In [None]:
from utility import scraper
from bs4 import BeautifulSoup as soup
from tqdm.notebook import tqdm

import pandas as pd
import numpy as np
import json

import re
import string

from utility.s3_file_transfer import upload_df_to_s3

## 1. Scrape Champion Roles (Fandom Wiki)
- Updated when there's a new champion release
- Can be updated manually

In [None]:
url = 'https://leagueoflegends.fandom.com/wiki/List_of_champions'
wiki_champion_page_soup = scraper.get_page(url)
champion_table = wiki_champion_page_soup.findAll('tbody')[1]
champion_rows = champion_table.findAll('tr',recursive=False)[1:]

In [None]:
champion_name_list,primary_role_list,secondary_role_list  = list(),list(),list()

for champion_row in champion_rows:
    champion_name_list.append(champion_row.find('td')['data-sort-value'])
    primary_role_list.append(champion_row.findAll('td')[1]['data-sort-value'])
    secondary_role_list.append(champion_row.findAll('td')[2]['data-sort-value'])

In [None]:
df_roles = pd.DataFrame({'champion':champion_name_list,
                         'primary_role':primary_role_list,
                         'secondary_role':secondary_role_list})

In [None]:
df_roles.to_csv('./temp/wiki_champ_roles.csv',index=False)
df_roles.to_csv('./preprocessed_data/wiki_champ_roles.csv',index=False)

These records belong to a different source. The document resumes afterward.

PR #921, opened 2022-12-07
HYC-1583 - Fix analytics and solr config

bbpennel:
Part of https://jira.lib.unc.edu/browse/HYC-1583

* Fix for analytics config that was causing the dashboard to fail to load
* Switch solr queries to using POST since the review submissions page was producing solr URLs that were too long (this change is in the catalog_controller template in hyrax)
* Switch to using different fedora container for gh actions, since previous one stopped working. Now it is consistent with the dev vm

### DIFF
--- a/.github/workflows/build.yml
+++ b/.github/workflows/build.yml
@@ -29,7 +29,7 @@ jobs:
       DOI_PREFIX: '10.17615'
       EMAIL_FROM_ADDRESS: 'hyraxapp@example.com'
       EMAIL_GEONAMES_ERRORS_ADDRESS: 'hyraxapp@example.com'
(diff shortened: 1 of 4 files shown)


sharonluong (approved):
it amuses me that we're changing a get to a post behind the scenes, though i see why we had to =D

bbpennel:
Yeah, I feel iffy about having a method called `get` perform a POST. I considered changing it so `solr_documents` (the method that calls `get` in this case) called a `post` method instead, but stuck with the smaller change for now since there isn't currently a `post` method in that class, solr doesn't really care if it gets GET or POST for queries, and there are probably other queries that go to that class that might have the same problem.

I opened a hyrax ticket related to the problem, if I make an upstream patch I might try to make it read a bit more sensibly.

PR #929, opened 2023-01-18
HYC-1602 - Convert source identifier to a single value

bbpennel:
https://jira.lib.unc.edu/browse/HYC-1602

* Override to convert source identifier to a single value, so that the source field doesn't get mangled when round tripping


bbpennel:
Fixed as part of https://github.com/UNC-Libraries/hy-c/pull/934

PR #940, opened 2023-01-27
HYC-1607/1612 - Hyrax 3 bug fixes

bbpennel:
https://jira.lib.unc.edu/browse/HYC-1607
https://jira.lib.unc.edu/browse/HYC-1612

* Skip formatting authors if the list contains only blanks, which occurs when the only creator has the name "-" (and probably other punctuation only names). Otherwise, the citation causes the record page to error out with "No implicit conversion of nil to String"
* Add back in overrides for proxy deposit requests, so that ownership transfer actions have all the necessary variables passed into the message.
* Skip adding domain suffix to system user email address when it already contains a domain (this was causing ownership transfers to fail on qa)
* Fix text color of download link when it is in a drop down
* Log a warning rather than throwing an error when depositor stats can't find a user, so that the whole statistics page doesn't blow up


spec/helpers/hyrax/citations_behaviors/formatters/chicago_formatter_spec.rb
```diff
@@ -18,6 +18,21 @@
...
+      let(:article) {
+        Article.new(title: ['new article title'],
+                    creators_attributes: { '0' => { 'name' => '-' } },
+                    date_issued: '2019-10-11',
+                    publisher: ['a publisher'],
+                    place_of_publication: ['NC'],
+                    doi: 'doi.org/some-doi')
+      }
+
+      it 'returns citation in chicago format when there is no creators' do
```
cazzerson, line 32: verb/noun aggreement

cazzerson (approved):
This is great--thank you. Just left the tiniest grammatical comment.

PR #941, opened 2023-01-30
HYC-1613 - Error showing work with no depositor in dashboard

bbpennel:
https://jira.lib.unc.edu/browse/HYC-1613

* When no depositor set for a work, user_is_depositor? will return false instead of an error so that the dashboard work page still functions


sharonluong (approved):
clever use of syntax!

PR #948, opened 2023-02-10
HYC-1628 - Fix missing work-id on file-set-in-work-download events

bbpennel:
https://jira.lib.unc.edu/browse/HYC-1628

* Include all the same data in the various download links as are in the fileset list download link


bbpennel:
Since we have other overrides in the same files, we would still need to keep these changes after the hyrax PR is merged (assuming it is) and released, but we could remove the `[hyc-override]` tags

## 2. Scrape Champion Details (Fandom Wiki)
- Updated when there's a new champion release
- Can be updated manually

### 2.1 Scrape Champion Catalog Page
- Champion name
- Champion page url

In [None]:
url = 'https://leagueoflegends.fandom.com/wiki/List_of_champions'
wiki_champion_page_soup = scraper.get_page(url)
champion_table = wiki_champion_page_soup.findAll('tbody')[1]
champion_rows = champion_table.findAll('tr',recursive=False)[1:]

In [None]:
champion_name_list,champion_url_list  = list(),list()

for champion_row in champion_rows:
    champion_name_list.append(champion_row.find('td')['data-sort-value'])
    url = champion_row.find('td').find('a',href=True)['href']
    champion_url_list.append(f'https://leagueoflegends.fandom.com{url}')

In [None]:
df_wiki_links = pd.DataFrame({'champion':champion_name_list,
                              'url':champion_url_list})

In [None]:
df_wiki_links.to_csv('./temp/wiki_champ_urls.csv',index=False)

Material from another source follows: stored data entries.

PR #951, opened 2023-02-13
HYC-1630 - Use DownloadIR in place of file-set-in-work-download for display

bbpennel:
https://jira.lib.unc.edu/browse/HYC-1630

* Present DownloadIR stat for work downloads instead of file-set-in-work-download, since DownloadIR records all downloads (not just via the UI) and it includes stats from hyrax 2 and 3

### DIFF
--- a/app/overrides/services/hyrax/analytics/google/events_override.rb
+++ b/app/overrides/services/hyrax/analytics/google/events_override.rb
@@ -1,0 +1,6 @@
+# frozen_string_literal: true
+# https://github.com/samvera/hyrax/blob/hyrax-v3.5.0/app/services/hyrax/analytics/google/events.rb
+Hyrax::Analytics::Google::Events.module_eval do
+  # [hyc-override] use DownloadIR instead of file-set-in-work-download for download count
+  filter(:file_set_in_work_download) { |_event_action| matches(:eventAction, 'DownloadIR') }
+end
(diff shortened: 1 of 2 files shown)


app/overrides/services/hyrax/analytics/google/events_override.rb
```diff
@@ -0,0 +1,6 @@
+# frozen_string_literal: true
+# https://github.com/samvera/hyrax/blob/hyrax-v3.5.0/app/services/hyrax/analytics/google/events.rb
+Hyrax::Analytics::Google::Events.module_eval do
+  # [hyc-override] use DownloadIR instead of file-set-in-work-download for download count
+  filter(:file_set_in_work_download) { |_event_action| matches(:eventAction, 'DownloadIR') }
```
lfarrell, line 5: is DownloadIR an event set in Google Analytics itself?

lfarrell (approved):

app/overrides/services/hyrax/analytics/google/events_override.rb
bbpennel: Its a custom event we emit to google analytics from a server side override
https://github.com/UNC-Libraries/hy-c/blob/ebbe8873e188f4d389d3e86436345bc9c694ebed/app/controllers/concerns/hyc/download_analytics_behavior.rb#L17
Looks like Jennifer added it, which turns out to have been a pretty good long term decision

PR #974, opened 2023-05-23
HYC-1367 - Proquest/sage ingests via dashboard

bbpennel:
https://jira.lib.unc.edu/browse/HYC-1367

* Adds buttons for triggering ingest of all proquest or all sage packages in the dashboard
* Adds a page for viewing the status of these ingests
* Adds sidekiq jobs for running these ingests in the background
* Refactors proquest/sage ingest services to keep track of the status of each package so that they can be presented
* Refactors ingest services to throw exceptions rather than return early
* Renames "provider" concept to "source", since this is the language we were already using in the ingest services


app/views/ingest_from_ftp/view_status.html.erb
```diff
@@ -0,0 +1,60 @@
...
+            <% @status_results.each_with_index do |(filename, entry), index| %>
+              <tr>
+                <td>
+                  <%= filename %>
+                </td>
+                <td>
+                  <%= entry['status'] %>
+                </td>
+                <td>
+                  <% if !entry['error'].nil? %>
```
bbpennel, line 30: use `present?`

spec/services/tasks/ingest_service_spec.rb
bbpennel, line 1: Delete? Seems redundant with the proquest and sage ingest service tests

app/services/tasks/ingest_status_service.rb
```diff
@@ -0,0 +1,63 @@
+# frozen_string_literal: true
+# Service used for storing information about the status of packages being submitted for ingest
+module Tasks
+  class IngestStatusService
+    attr_reader :statuses
+
+    def initialize(status_path)
```
bbpennel, line 7: Note that the file doesn't get created immediately

sharonluong (approved):

PR #978, opened 2023-06-05
HYC-1362 - Sage Revisions

bbpennel:
https://jira.lib.unc.edu/browse/HYC-1362

* Revisions of sage articles will now update an existing work with the same Sage provided DOI
    * uses the manifest.xml file to determine whether to update the metadata+xml file, the pdf file, or both
    * if a revision is received but no existing work matches its DOI, then it will be ingested as a new work
    * Clears existing creators on updated works, but the people objects live on in fedora.
    * some light refactoring to allow for reuse between creating new works and updating.
* Throw error when unable to unzip a package rather than logging and continuing.


app/services/tasks/sage_ingest_service.rb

### 2.2 Scrape Indivdual Champion Page

In [None]:
df_wiki_links = pd.read_csv('./temp/wiki_champ_urls.csv')

In [None]:
def extract_champion_details(url):
    for i in range(3):
        try:
            champ_page_soup = scraper.get_page(url)

            # extract primary and secondary classes
            classes = champ_page_soup.find('div',{'data-source':'legacy'}).find('div').findAll('span')
            primary_class = classes[0].findAll('a')[1].text.strip()
            try:
                secondary_class = classes[1].findAll('a')[1].text.strip()
            except:
                secondary_class = float('nan')

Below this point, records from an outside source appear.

PR #979, opened 2023-06-08
HYC-1687 - DOI script fixes

bbpennel:
https://jira.lib.unc.edu/browse/HYC-1687

* Converts languages to iso639-1, which is the required format for languages in datacite
    * Language vocab now has iso639-1 values when one exists.
* Removes contributors from datacite request as they are no longer supported by its API
* Excludes items without publication dates from receiving a DOI (it is a required field)
* Items with invalid publication dates will fall back to the date the work was created (dates must be YYYY)
* Dates that are in decade/century format will converted back an actual date (18xx becomes 1800)
* resourceTypeGeneral now falls back to 'Text' if we are unable to determine a value (it is a required field). resourceType falls back to the resourceTypeGeneral if none is available (also a required field)

### DIFF
--- a/app/services/languages_service.rb
+++ b/app/services/languages_service.rb
@@ -17,6 +17,13 @@ module LanguagesService
     nil
   end
 
+  def self.iso639_1(id)
+    authority.find(id).fetch('iso639_1')
+  rescue KeyError
+    Rails.logger.warn "DepartmentsService: cannot find '#{id}'"
+    nil
+  end
+
   def self.include_current_value(value, _index, render_options, html_options)
     unless value.blank?
       html_options[:class] << ' force-select'
--- a/app/services/tasks/doi_create_service.rb
+++ b/app/services/tasks/doi_create_service.rb
@@ -123,12 +123,7 @@ module Tasks
                                                publisher.first
                                              end
 
-      publication_year = parse_field(work, 'date_issued')
-      data[:data][:attributes][:publicationYear] = if publication_year.blank?
-                                                     Date.today.year
-                                                   else
-                                                     Array.wrap(publication_year).first.to_s.match(/\d{4}/)[0]
-                                                   end
+      data[:data][:attributes][:publicationYear] = extract_publication_year(work)
 
       ############################
       #
@@ -161,6 +156,16 @@ module Tasks
       data[:data][:attributes][:subjects] = subjects unless subjects.blank?
 
       data.to_json
+    end
+
+    def extract_publication_year(work)
+      date_issued = parse_field(work, 'date_issued')
+      year_match = Array.wrap(date_issued).first.to_s.match(/\d{4}/)
+      if year_match.nil?
+        work.create_date.year.to_s
+      else
+        year_match[0]
+      end
     end
 
     def create_doi(record)
--- a/app/services/tasks/doi_create_service.rb
+++ b/app/services/tasks/doi_create_service.rb
@@ -135,9 +135,6 @@ module Tasks
       # Optional fields
       #
       ############################
-      contributors = parse_people(work, 'contributors')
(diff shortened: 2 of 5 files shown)


app/services/languages_service.rb
```diff
@@ -17,6 +17,13 @@ def self.label(id)
     nil
   end
 
+  def self.iso639_1(id)
+    authority.find(id).fetch('iso639_1')
+  rescue KeyError
```
sharonluong, line 22: so if it can't find the iso639_1 version then it will return nil?

app/services/tasks/doi_create_service.rb
```diff
@@ -123,29 +123,24 @@ def format_data(work)
...
 
       funding = parse_funding(work, 'funder')
       data[:data][:attributes][:fundingReferences] = funding unless funding.blank?
 
-      language = parse_field(work, 'language_label').first
-      data[:data][:attributes][:language] = language unless language.blank?
+      language = parse_field(work, 'language').first
+      if language.present?
+        lang_code = LanguagesService.iso639_1(language)
+        data[:data][:attributes][:language] = lang_code unless lang_code.blank?
```
sharonluong, line 142: what does `data[:data][:attributes][:language]` get set to if lang_code is blank?

app/services/tasks/doi_create_service.rb
```diff
@@ -163,6 +158,18 @@ def format_data(work)
       data.to_json
     end
 
+    def extract_publication_year(work)
```
sharonluong, line 161: i feel like using a verb here is a java convention?

app/services/tasks/doi_create_service.rb
```diff
@@ -242,11 +250,19 @@ def parse_resource_type(dcmi_type, record_type)
         resource_type = record_type&.first
         datacite_type = RESOURCE_TYPE_TO_DATACITE[resource_type]
       end
-      puts "#{get_time} WARNING: Unable to determine resourceTypeGeneral for record" if datacite_type.nil?
+      if datacite_type.nil?
+        puts "#{get_time} WARNING: Unable to determine resourceTypeGeneral for record" if datacite_type.nil?
```
sharonluong, line 254: i think the `if datacite_type.nil?` check here isn't needed since it's checked in line 253 already

app/services/tasks/doi_create_service.rb
```diff
@@ -242,11 +250,19 @@ def parse_resource_type(dcmi_type, record_type)
...
+        datacite_type = 'Text'
+      end
+
       # Storing the datacite type. If it is nil or invalid, datacite will reject the creation
       result[:resourceTypeGeneral] = datacite_type
 
-      result[:resourceType] = record_type.first unless record_type.blank?
+      if record_type.present?
+        result[:resourceType] = record_type.first unless record_type.blank?
```
sharonluong, line 262: don't need the `unless record_type.blank?` here

app/services/tasks/doi_create_service.rb
```diff
@@ -242,11 +250,19 @@ def parse_resource_type(dcmi_type, record_type)
...
+      else
+        result[:resourceType] = datacite_type
+      end
```
sharonluong, line 265: hmm or you could use a ternary like

result[:resourceType] = record_type.present? ? record_type.first : datacite_type

sharonluong (changes requested):

app/services/tasks/doi_create_service.rb
bbpennel: nothing, no language attribute would be supplied. Its a recommended but not required field.

app/services/tasks/doi_create_service.rb
bbpennel: good catch

sharonluong (approved):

            # extract adaptive type
            adaptivetype = champ_page_soup.find('div',{'data-source':'adaptivetype'}).find('div').find('span').findAll('a')[0].text.strip()

            # extract rating distributions
            values = champ_page_soup.find('div',{'class':'stat-wheel'})['data-values'].split(';')
            values = pd.Series(values).apply(int)
            ratings = [element.text.strip() for element in champ_page_soup.find('div',{'class':'stat-wheel'}).findAll('th')]
            ratings[0] = f'{adaptivetype} {ratings[0]}'
            rating_dist = dict(zip(ratings,values))

            details_dict = {'primary_class':primary_class,'secondary_class':secondary_class,'ratings':rating_dist}
            return details_dict
        except:
            pass
    print(f'Error{url}')
    details_dict = {'primary_class':float('nan'),'secondary_class':float('nan'),'ratings':float('nan')}
    return details_dict

In [None]:
champion_details_dict = dict()
for url in tqdm(df_wiki_links['url'].values):
    champion_details_dict[url] = extract_champion_details(url)
df_url_details = pd.DataFrame.from_dict(champion_details_dict,orient='index')

In [None]:
df_url_details.to_csv('./temp/wiki_url_details.csv',index=False)

### 2.3 Preprocess Champion Details Table

In [None]:
df_url_details.reset_index(inplace=True)
df_url_details.rename(columns={'index':'url'},inplace=True)

In [None]:
df_details =  pd.merge(df_wiki_links, df_url_details, on="url", how="inner")

In [None]:
df_details[['champion','primary_class','secondary_class','ratings']].to_csv('./preprocessed_data/wiki_champion_details.csv',index=False)

## 3. Process and Upload

In [None]:
def merge_classes(class1,class2):
    if isinstance(class2,str):
        return f'{class1}/{class2}'
    else:
        return class1

In [None]:
preprocessed_data_dir = './preprocessed_data'
processed_data_dir = './processed_data'

In [None]:
df_champ_roles = pd.read_csv(f'{preprocessed_data_dir}/wiki_champ_roles.csv')
df_champ_details = pd.read_csv(f'{preprocessed_data_dir}/wiki_champion_details.csv')

In [None]:
# join detail and role tables
df_champ_properties = pd.merge(df_champ_details,df_champ_roles[['champion','primary_role']],how='left',on='champion')
df_champ_properties.rename(columns={'primary_role':'role'},inplace=True)

In [None]:
# merge classes
df_champ_properties['class'] = df_champ_properties.apply(lambda x: merge_classes(x['primary_class'],x['secondary_class']),axis=1)
# keep selective columns
df_champ_properties = df_champ_properties[['champion','class','primary_class','secondary_class','role','ratings']]

# expand ratings into columns and replace na with 0
df_ratings = df_champ_properties['ratings'].apply(lambda x: pd.Series(json.loads(x.replace("'",'"'))))
df_ratings.replace(float('nan'),0,inplace=True)
df_ratings.columns = ['physical_damage','tankiness','control','mobility','utility','magic_damage']
df_champ_properties = pd.concat([df_champ_properties.drop(['ratings'], axis=1),df_ratings],axis=1)

In [None]:
df_champ_properties.head()

In [None]:
# save to local
df_champ_properties.to_csv(f'{processed_data_dir}/champion_properties.csv',index=False)
# upload to s3
# upload_df_to_s3(df_champ_properties,'peter-ff15-data/champion_properties.csv')